Ким Робинсон - Красный Марс
— Мы не хотели быть эгоистичными, — медленно проговорила Хироко. — Мы хотели испытать это, экспериментально показать, какой может быть жизнь здесь. Кто-то должен был показать, что ты имеешь в виду, когда говоришь о другой жизни, Джон Бун. Кто-то должен этой жизнью жить.
— Но если делать это тайно, никто этого не увидит!
— Мы никогда не собирались оставаться в тайне вечно. Положение ухудшалось, и мы держались в стороне. Но ведь сейчас мы здесь. И когда мы будем нужны, когда сумеем помочь, мы объявимся снова.
— Вы нужны каждый день! — решительно произнес Джон. В этом и суть жизни в обществе. Ты совершила ошибку, Хироко. Пока ты пряталась, шансы на то, чтобы Марс остался нашим, лишь ухудшились, и многие люди постарались ускорить процесс — в их числе и кое-кто из первой сотни. А что ты сделала, чтобы их остановить?
Хироко ничего не ответила, и он продолжил:
— Полагаю, ты немного тайно помогала Саксу. Я видел одну из твоих записок для него. Но этого я тоже не одобряю: ты помогала одним и ничего не делала для других.
— Мы все так делаем, — сказала Хироко, и теперь, похоже, ей стало неудобно.

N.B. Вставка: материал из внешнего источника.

PR #2337, opened 2019-08-08
Publish Helm chart to charts.fluxcd.io

stefanprodan:
Push Flux chart to both fluxcd/flux and fluxcd/charts


stefanprodan:
@hiddeco I plan to delete the push to fluxcd/flux after we update the docs with charts.fluxcd.io that's way I've duplicated the commands.

PR #2345, opened 2019-08-09
Update logo

dholbach:
Update logo after work from @bia and @miklosp on this.

Renamed logo file as well and added it do docs site too. Let me know if I missed anything.


stefanprodan:
Renaming the logo breaks Helm Hub and probably other sites https://hub.helm.sh/charts/weave-flux/flux

hiddeco:
@stefanprodan would creating a  symlink work?

dholbach:
http://docs.fluxcd.io/en/latest/ shows the new logo too.

PR #2350, opened 2019-08-12
[snapcraft] stop using soon-to-be deprecated version-script

dholbach:
https://forum.snapcraft.io/t/version-script-deprecated-cannot-find-docs/12621


dholbach:
I'm sure there's a more elegant way to go about https://github.com/fluxcd/flux/pull/2350/files#diff-5fde7a6d86053f0e1d88c0a2a238941fR26-R28 - but it did the trick (don't want to exit during the build, but catch the return code).

PR #3409, opened 2021-01-27
support hostnetwork for flux pod

yiyan-wish:
Support hostnetwork for flux pod

### DIFF
--- a/chart/flux/templates/deployment.yaml
+++ b/chart/flux/templates/deployment.yaml
@@ -306,7 +306,7 @@ spec:
 {{ toYaml .Values.hostAliases |indent 8 }}
 {{- end }}
 {{- if .Values.hostNetwork }}
-      dnsPolicy: {{ .Values.hostNetwork }}
+      hostNetwork: {{ .Values.hostNetwork }}
 {{- end }}
 {{- if .Values.dnsPolicy }}
       dnsPolicy: {{ .Values.dnsPolicy }}
--- a/chart/flux/templates/deployment.yaml
+++ b/chart/flux/templates/deployment.yaml
@@ -305,6 +305,9 @@ spec:
       hostAliases:
 {{ toYaml .Values.hostAliases |indent 8 }}
 {{- end }}
+{{- if .Values.hostNetwork }}
+      dnsPolicy: {{ .Values.hostNetwork }}
+{{- end }}
 {{- if .Values.dnsPolicy }}
       dnsPolicy: {{ .Values.dnsPolicy }}
 {{- end }}
--- a/chart/flux/values.yaml
+++ b/chart/flux/values.yaml
@@ -77,6 +77,8 @@ extraVolumes: []
 #     - name: ndots
 #       value: "1"
 
+hostNetwork: false
+
 gpgKeys:
   # These keys will be imported into GPG in the Flux container.
   secretName: ""


kingdonb:
Thank you for submitting, can you set `.Values.dnsPolicy` to hostNetwork instead? I think this may be a typo.

I'm not sure if this patch will work as written. Flux v2 is also very soon intended to replace this project, please find https://fluxcd.io/community/ for more information

If something you want that is not handled currently, it will be better if possible for your use case to be handled there.

Please give Flux v2 a try, or propose it in the Discussion page for Flux v2 before submitting as a PR. New feature requests are unlikely to be included in Flux v1 unless they are compelling or meet an important need without introducing breaking changes.

yiyan-wish:
@kingdonb 
Pods with cluster network on eks are restricted to access the aws service.
And pod with hostnetwork can be authenticated by the aws.

kingdonb:
Ah, thank you that helps clarifies the use of this patch. It does not look like a breaking change, since hostNetwork is false by default and you've preserved that behavior.

I will make a note about it and include it in my review list, if it is not breaking then perhaps we can include it in a new release. There is a short list of not breaking changes that people have asked for, I think there is a chance can still be merged and make into a new Flux v1 release.

Since this is a chart values change, but appears to be non-breaking I don't see any reason why it wouldn't be possible to include it. There may be a separate release for non-breaking changes that require a new chart release. Please squash the commits into one if you can, I will see if I can get it included.

kingdonb:
This will conflict with the podsecuritypolicy implemented by #2225, https://github.com/fluxcd/flux/pull/2225/files#diff-4e7a89b4334804eb6d1632eb29220f116895532df3ab3743209ad32875325053R16

That `rbac.pspEnabled` is an optional configuration which is also disabled by default. I'm not sure that would mean we can't merge it, but it seems good to note this. You might also patch the psp with `hostNetwork: true` when enabling hostNetwork, so it will not break when Flux also has psp enabled.

kingdonb:
@yiyan-wish Do you want to take a shot at correcting the issue [mentioned earlier](https://github.com/fluxcd/flux/pull/3409#issuecomment-768679143)

I will prefer not to merge a change that introduces a new pair of options that can be unintentionally set in conflict with each other, but it should be easy to solve.

kingdonb:
I'm afraid this change will not be included in the 1.21.2 release without some updates, I was hoping I could recommend the Helm post-rendering feature added in v3.1.0 to you, which can be used to make small changes in helm charts with a post-renderer like Kustomize, but I don't know if you're using Helm Operator to manage Flux or not, and this feature is not in v1.

The fluxcd/helm-operator#365 issue that asked to add support for this was belayed for Flux v2. There, support has been added now and is forthcoming in the next release of Helm Controller - see fluxcd/helm-controller#202 and fluxcd/helm-controller#104.

If this feature is important to you, I can help make the necessary changes for a next release, say Flux 1.21.3 that might be another week or two down the road. Some testing will be needed to verify the pod security policy settings won't be in conflict.

I don't think it's major changes needed to merge this pull request, I am trying to make sure that everyone who has minor non-breaking changes that are important to them can get them included while Flux v1 remains in maintenance mode; it will help if you can tell me if this is important. A new release is coming imminently, so that all docs landing pages are updated with the appropriate verbiage about Flux v1 in maintenance mode and admonishment recommending to upgrade to the next version.

If you have by any chance already moved onto Flux v2, then there may be no need for this anymore and we can close the issue. Let me know please!

yiyan-wish:
@kingdonb Thanks, and support hostnetwork is important for me, in our aws eks environment, only support imdsv2, and the response hop is limited to 1. So only using the hostnetwork, the flux pod can access the aws service.

kingdonb:
@yiyan-wish do you think that #3384 characterizes the same issue that is approached and resolved by this PR?

We can prioritize it for inclusion in the next Flux v1 release, but that might still take some time. I want to be able to recommend a course of action to the reporter in #3384, if this change is all it needs they might be able to test and provide a second or third party verification for us. That will help me show stronger case this is a good candidate for the next release.

kingdonb:
Other users have reported the issue in #3384 should be resolved by upgrading KIAM to 4.0 and adding this setting to your KIAM config. I don't know if you are using KIAM or not, but it seems that enabling `hostNetwork` is not a way that we should promote, since it goes around rather than thru authorization protocols that have been set up to enforce IAM in pods.

```
# Ref: https://github.com/uswitch/kiam/issues/359
      allowRouteRegexp: "/latest/*"
```

What do you think @yiyan-wish, are you using KIAM or similar and does this help at all?

kingdonb:
Greetings,

We decided since this is not a recommended configuration we want to promote to users, to avoid giving folks the wrong idea that they should use host networking and it would be a supported configuration, that this change cannot be merged as-is.

https://helm.sh/docs/topics/advanced/#post-rendering - if you want to support this in your cluster but are having trouble because the Helm chart doesn't have this option, you can add it in a way that is safe and will be repeatable on future versions of Flux without forking, by using a post-renderer; the link provided shows how to use eg. kustomize for post-rendering.

Thanks again for your contribution, and if you are still struggling with this issue please feel free to visit #flux on the CNCF slack to ask for help. We hope that you can upgrade to Flux v2 and you find that your use cases and needs are all met well through the next version of Flux.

— У вас в колонии проводится геронтологическая терапия?
— Да.
— Вы получили лечение от Сакса?
— Да.
— Те дети знают, кто их родители?
— Да.
Джон, уже вне себя, покачал головой.
— Просто не могу поверить, что вы так поступили!
— Мы не спрашивали, сможешь ли ты в это поверить.
— Уж несомненно. Но неужели вас ничуть не смущает, что вы украли наши гены и вырастили наших детей, без нашего ведома, не спросив нашего согласия? Что вы воспитали их без нашего участия, полностью устранили нас от них?
Она пожала плечами.
— Ты можешь завести себе детей, если хочешь. А что до этих… Были кому-нибудь из вас нужны дети двадцать лет назад? Нет. Эта тема никогда не поднималась.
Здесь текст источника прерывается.